→ EXERCISE
Show all lines from the listing below that contain "NEEDARMCONTEXT".

** RECORDS FOR PROCESSING follows **

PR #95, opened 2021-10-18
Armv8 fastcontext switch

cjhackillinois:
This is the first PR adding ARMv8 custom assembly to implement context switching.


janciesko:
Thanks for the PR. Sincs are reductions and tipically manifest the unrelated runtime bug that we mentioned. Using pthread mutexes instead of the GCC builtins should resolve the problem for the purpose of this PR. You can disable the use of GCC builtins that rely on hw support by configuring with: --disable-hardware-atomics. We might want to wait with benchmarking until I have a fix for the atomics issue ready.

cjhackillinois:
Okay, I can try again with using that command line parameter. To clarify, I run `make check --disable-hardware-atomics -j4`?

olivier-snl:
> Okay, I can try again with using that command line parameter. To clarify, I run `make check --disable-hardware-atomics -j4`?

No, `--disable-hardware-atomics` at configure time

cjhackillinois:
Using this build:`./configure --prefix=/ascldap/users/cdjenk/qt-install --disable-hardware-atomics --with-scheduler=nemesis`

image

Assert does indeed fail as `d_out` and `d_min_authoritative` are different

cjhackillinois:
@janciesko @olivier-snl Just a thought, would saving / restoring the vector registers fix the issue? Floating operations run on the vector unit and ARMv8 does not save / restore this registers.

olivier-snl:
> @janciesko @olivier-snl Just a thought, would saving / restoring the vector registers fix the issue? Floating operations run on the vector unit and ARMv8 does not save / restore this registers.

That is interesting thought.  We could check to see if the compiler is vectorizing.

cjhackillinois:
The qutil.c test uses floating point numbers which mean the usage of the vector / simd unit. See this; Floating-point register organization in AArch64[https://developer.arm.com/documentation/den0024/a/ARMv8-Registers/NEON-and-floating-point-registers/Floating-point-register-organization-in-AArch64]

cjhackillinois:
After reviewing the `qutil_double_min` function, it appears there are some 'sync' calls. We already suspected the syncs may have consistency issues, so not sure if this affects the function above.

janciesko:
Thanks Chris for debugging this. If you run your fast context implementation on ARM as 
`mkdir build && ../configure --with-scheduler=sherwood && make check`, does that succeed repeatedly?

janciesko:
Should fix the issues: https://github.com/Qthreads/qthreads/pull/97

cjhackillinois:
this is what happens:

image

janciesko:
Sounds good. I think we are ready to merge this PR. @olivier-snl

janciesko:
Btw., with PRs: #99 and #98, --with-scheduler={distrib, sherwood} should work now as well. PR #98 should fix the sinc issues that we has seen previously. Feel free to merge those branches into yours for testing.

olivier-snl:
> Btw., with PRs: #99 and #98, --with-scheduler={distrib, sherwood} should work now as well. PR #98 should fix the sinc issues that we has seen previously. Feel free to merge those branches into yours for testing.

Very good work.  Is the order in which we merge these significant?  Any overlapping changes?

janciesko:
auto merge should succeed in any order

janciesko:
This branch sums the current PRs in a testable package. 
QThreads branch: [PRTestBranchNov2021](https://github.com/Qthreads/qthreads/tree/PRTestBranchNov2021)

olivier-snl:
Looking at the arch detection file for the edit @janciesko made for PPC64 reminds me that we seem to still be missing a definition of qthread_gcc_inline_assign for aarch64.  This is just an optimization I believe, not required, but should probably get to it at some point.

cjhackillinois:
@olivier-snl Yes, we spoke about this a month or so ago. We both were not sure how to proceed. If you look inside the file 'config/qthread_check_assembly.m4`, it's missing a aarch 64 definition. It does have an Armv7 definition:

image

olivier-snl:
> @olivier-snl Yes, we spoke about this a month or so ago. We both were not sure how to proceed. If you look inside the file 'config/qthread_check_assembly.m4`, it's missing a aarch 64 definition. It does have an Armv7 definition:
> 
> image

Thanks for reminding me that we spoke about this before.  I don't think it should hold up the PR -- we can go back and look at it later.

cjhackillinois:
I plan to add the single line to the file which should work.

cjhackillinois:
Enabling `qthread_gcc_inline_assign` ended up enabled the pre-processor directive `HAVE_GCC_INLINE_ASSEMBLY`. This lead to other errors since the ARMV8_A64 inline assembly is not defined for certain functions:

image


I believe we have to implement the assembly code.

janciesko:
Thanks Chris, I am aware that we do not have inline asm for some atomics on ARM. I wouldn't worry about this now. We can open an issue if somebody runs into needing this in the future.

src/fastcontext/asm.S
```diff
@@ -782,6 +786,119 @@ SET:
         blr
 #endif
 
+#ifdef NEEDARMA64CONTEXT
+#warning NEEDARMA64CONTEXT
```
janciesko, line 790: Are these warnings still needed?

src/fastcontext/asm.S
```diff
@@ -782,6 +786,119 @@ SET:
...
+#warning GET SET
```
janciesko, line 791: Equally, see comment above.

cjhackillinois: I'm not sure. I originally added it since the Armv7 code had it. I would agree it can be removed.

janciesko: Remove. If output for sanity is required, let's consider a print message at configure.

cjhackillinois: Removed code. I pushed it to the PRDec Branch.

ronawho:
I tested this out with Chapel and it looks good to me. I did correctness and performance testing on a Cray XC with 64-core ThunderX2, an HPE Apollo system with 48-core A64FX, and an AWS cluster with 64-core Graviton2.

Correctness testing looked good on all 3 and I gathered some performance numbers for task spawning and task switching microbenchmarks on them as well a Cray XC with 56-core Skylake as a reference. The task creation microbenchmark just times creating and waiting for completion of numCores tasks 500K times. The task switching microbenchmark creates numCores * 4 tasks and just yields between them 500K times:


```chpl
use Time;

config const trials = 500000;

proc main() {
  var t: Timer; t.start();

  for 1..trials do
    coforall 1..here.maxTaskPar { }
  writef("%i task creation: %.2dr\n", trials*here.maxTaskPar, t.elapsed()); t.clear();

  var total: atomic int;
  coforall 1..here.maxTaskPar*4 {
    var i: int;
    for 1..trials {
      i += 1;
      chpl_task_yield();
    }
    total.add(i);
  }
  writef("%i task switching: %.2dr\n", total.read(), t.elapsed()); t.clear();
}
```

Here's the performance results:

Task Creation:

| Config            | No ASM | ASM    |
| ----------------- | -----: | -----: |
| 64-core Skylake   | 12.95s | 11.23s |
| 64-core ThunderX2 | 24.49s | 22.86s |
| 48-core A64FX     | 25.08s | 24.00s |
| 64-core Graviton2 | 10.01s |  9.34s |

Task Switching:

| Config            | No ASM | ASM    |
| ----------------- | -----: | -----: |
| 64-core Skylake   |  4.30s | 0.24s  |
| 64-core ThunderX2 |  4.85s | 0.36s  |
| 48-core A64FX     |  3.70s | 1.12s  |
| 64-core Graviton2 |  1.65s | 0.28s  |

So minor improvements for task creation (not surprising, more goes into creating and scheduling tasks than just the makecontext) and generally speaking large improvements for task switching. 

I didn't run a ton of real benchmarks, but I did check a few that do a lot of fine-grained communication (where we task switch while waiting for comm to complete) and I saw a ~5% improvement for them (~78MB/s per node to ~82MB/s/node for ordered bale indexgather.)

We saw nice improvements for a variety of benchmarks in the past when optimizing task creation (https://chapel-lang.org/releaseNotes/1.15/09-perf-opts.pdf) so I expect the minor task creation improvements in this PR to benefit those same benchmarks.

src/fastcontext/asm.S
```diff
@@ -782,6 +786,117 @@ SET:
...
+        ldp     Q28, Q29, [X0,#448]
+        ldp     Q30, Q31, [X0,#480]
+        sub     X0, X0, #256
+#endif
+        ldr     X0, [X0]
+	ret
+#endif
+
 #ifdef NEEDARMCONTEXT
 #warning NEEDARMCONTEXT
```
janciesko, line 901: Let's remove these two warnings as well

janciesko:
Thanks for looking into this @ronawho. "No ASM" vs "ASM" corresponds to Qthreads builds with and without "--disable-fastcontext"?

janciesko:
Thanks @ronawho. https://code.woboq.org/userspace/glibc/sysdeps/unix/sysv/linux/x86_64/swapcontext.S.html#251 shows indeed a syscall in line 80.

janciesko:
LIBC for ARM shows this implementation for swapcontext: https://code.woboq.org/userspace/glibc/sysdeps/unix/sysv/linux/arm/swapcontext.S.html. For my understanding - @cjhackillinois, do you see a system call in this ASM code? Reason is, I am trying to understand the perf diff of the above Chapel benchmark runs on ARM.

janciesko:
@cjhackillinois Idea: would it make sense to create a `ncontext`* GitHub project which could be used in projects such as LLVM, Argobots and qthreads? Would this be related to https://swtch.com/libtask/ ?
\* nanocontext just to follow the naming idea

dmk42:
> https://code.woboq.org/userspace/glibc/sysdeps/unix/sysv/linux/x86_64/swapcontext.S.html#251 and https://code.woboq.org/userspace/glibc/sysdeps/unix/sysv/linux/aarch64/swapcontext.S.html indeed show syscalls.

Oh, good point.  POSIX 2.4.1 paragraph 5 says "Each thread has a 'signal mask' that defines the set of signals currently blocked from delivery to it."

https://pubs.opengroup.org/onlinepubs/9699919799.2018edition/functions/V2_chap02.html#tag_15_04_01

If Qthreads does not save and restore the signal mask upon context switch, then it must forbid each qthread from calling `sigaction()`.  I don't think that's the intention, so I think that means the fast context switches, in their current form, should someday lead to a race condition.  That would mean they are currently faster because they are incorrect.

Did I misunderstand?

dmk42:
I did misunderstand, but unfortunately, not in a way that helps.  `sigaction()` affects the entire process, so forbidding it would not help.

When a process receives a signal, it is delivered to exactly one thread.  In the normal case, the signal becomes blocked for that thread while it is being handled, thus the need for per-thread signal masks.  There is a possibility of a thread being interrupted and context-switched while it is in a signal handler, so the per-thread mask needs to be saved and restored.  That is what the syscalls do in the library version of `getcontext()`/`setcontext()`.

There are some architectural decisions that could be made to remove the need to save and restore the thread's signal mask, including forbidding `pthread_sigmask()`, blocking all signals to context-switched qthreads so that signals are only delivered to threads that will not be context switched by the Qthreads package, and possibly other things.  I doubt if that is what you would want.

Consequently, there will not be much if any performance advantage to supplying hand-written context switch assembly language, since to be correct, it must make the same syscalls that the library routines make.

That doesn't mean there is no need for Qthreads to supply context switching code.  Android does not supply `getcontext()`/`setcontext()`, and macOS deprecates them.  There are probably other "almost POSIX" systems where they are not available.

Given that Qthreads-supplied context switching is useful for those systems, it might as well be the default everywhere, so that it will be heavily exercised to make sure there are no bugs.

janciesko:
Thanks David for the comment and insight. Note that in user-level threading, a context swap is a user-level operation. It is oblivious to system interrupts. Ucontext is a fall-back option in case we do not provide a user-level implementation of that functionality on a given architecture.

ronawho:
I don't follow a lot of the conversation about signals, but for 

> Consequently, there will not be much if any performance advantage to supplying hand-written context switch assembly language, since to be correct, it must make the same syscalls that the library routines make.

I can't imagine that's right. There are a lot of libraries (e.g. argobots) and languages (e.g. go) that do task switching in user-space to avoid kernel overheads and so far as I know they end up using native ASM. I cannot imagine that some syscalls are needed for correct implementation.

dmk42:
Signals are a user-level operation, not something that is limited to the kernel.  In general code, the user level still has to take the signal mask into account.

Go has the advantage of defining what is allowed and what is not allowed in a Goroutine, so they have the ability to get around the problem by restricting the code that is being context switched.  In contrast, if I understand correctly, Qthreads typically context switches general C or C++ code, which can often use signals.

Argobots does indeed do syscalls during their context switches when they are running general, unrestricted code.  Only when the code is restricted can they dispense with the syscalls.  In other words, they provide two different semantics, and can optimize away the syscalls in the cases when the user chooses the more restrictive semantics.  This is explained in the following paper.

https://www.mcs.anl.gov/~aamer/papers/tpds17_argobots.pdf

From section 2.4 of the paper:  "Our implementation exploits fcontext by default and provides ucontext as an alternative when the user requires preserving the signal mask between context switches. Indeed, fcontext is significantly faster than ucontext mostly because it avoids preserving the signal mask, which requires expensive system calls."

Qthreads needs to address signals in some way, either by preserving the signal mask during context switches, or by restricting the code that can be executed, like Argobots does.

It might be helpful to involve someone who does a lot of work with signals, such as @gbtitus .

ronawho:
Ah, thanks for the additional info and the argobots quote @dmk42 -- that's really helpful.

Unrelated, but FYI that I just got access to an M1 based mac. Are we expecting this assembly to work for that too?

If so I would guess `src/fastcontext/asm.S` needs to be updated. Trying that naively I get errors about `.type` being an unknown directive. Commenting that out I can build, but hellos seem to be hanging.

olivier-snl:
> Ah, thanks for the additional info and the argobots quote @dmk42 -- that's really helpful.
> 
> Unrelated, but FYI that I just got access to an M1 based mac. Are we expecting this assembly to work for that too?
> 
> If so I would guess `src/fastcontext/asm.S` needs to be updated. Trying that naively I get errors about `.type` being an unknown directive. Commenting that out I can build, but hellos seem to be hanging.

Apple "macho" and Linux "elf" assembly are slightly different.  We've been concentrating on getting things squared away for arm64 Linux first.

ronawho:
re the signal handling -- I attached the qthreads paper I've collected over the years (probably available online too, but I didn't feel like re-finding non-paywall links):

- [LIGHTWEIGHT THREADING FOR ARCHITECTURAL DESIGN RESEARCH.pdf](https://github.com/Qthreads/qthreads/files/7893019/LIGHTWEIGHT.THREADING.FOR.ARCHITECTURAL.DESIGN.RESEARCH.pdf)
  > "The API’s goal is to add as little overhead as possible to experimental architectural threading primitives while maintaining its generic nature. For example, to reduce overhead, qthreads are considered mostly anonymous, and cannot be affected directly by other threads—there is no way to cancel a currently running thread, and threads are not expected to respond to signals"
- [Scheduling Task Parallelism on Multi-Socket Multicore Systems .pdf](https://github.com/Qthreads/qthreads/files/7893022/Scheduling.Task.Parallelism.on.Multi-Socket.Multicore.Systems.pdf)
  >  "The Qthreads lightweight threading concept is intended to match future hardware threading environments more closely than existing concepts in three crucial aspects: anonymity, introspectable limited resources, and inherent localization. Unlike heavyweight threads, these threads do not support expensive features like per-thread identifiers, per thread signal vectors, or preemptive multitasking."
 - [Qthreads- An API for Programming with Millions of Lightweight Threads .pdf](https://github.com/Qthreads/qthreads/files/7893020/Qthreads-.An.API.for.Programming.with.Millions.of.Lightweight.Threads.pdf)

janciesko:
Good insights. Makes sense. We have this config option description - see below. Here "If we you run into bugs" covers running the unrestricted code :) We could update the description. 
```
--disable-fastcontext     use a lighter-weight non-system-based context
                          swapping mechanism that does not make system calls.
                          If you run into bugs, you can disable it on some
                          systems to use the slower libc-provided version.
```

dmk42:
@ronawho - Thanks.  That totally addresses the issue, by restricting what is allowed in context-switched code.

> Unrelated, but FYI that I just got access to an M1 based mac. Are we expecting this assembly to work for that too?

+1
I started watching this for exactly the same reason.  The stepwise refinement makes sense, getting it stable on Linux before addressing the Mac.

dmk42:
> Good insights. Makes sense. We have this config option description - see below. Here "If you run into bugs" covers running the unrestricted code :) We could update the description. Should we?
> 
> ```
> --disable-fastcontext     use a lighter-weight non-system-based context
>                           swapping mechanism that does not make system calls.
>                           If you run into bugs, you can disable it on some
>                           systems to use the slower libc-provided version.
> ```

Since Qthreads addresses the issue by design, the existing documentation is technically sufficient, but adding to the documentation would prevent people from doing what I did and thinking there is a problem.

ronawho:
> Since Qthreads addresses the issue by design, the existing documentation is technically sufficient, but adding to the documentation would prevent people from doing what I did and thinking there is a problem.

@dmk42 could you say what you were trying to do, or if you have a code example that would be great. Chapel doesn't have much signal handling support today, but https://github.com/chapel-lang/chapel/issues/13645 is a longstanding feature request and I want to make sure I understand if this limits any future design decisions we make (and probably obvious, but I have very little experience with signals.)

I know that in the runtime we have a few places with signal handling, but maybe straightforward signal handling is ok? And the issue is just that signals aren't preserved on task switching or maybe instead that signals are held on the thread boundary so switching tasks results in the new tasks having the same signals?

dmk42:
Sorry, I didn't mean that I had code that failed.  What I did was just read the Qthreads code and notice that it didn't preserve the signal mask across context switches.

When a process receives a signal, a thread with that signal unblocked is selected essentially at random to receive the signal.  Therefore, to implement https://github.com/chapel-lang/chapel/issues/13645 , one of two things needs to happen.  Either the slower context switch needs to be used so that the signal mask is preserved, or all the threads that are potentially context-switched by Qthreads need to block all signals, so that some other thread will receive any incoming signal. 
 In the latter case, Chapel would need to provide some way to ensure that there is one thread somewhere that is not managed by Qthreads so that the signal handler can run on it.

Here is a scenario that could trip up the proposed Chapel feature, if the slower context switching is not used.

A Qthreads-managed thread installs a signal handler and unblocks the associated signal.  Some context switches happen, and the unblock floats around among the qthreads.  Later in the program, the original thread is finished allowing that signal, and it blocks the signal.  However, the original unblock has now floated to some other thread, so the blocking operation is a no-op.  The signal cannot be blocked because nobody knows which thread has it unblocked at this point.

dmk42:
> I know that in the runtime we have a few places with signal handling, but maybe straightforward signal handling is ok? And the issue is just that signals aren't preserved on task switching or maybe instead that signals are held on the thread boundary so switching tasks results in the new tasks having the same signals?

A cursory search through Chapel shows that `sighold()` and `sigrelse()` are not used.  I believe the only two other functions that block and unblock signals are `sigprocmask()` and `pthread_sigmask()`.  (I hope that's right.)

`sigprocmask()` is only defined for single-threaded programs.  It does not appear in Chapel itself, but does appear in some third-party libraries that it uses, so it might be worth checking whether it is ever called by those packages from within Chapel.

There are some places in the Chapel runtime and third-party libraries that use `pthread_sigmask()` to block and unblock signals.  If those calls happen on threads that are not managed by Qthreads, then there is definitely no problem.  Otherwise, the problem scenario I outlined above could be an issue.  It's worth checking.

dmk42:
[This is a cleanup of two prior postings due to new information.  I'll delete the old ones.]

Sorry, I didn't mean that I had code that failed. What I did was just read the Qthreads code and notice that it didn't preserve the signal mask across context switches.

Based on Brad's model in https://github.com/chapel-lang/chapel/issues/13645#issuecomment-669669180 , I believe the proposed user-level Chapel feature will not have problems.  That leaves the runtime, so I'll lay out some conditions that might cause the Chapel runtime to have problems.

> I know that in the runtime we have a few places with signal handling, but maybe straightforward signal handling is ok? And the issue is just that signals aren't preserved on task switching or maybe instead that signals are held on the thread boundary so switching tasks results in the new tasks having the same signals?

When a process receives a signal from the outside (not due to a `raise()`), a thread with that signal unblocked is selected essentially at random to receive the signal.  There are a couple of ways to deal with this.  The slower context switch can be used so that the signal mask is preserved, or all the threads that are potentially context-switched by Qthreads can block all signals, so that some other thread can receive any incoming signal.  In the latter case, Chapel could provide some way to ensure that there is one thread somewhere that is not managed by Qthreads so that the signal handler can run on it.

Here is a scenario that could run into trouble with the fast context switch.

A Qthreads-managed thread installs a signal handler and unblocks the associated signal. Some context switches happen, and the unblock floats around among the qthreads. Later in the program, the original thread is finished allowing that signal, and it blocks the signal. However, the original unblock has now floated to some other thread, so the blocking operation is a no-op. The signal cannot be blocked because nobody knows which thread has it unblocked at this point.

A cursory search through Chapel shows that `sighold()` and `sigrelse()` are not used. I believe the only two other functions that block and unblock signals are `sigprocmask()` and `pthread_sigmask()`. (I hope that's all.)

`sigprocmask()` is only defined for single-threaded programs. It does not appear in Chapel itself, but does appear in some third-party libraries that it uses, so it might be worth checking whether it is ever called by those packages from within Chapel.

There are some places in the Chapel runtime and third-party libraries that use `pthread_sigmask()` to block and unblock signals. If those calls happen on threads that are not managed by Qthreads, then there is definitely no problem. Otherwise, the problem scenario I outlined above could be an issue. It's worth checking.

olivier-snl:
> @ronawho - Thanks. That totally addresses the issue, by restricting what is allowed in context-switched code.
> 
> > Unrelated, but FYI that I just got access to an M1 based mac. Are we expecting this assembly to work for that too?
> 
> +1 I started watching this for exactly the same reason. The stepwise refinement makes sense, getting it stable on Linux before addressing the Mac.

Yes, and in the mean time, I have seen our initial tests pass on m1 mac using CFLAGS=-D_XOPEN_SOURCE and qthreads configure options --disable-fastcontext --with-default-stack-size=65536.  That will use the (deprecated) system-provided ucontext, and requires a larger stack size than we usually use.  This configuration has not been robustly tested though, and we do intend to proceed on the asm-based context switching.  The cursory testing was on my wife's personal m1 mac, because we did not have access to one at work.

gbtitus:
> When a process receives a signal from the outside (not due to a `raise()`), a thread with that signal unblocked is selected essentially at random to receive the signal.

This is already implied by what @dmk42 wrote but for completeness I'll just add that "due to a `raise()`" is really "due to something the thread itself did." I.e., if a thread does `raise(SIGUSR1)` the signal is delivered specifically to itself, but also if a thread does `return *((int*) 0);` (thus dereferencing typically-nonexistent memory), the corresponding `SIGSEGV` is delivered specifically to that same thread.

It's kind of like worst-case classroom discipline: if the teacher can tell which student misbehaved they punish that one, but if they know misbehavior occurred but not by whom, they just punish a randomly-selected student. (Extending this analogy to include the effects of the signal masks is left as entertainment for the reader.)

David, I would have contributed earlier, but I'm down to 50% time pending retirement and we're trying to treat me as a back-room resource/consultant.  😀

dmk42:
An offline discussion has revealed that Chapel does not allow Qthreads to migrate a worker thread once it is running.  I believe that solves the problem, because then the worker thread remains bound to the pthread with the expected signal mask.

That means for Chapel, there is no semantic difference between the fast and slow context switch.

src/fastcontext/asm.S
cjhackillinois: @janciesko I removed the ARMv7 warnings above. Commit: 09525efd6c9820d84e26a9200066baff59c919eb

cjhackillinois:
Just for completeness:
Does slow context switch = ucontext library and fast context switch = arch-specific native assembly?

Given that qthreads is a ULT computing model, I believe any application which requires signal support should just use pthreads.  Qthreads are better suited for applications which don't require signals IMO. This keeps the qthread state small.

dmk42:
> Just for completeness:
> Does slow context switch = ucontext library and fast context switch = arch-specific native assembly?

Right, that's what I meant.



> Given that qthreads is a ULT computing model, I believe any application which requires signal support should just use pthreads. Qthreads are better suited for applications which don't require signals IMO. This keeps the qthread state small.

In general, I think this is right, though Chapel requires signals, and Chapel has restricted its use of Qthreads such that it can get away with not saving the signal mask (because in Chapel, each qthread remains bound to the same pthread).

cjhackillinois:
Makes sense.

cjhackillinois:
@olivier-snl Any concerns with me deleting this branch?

** End of RECORDS FOR PROCESSING **

→ ANSWER BOX
 #ifdef NEEDARMCONTEXT
 #warning NEEDARMCONTEXT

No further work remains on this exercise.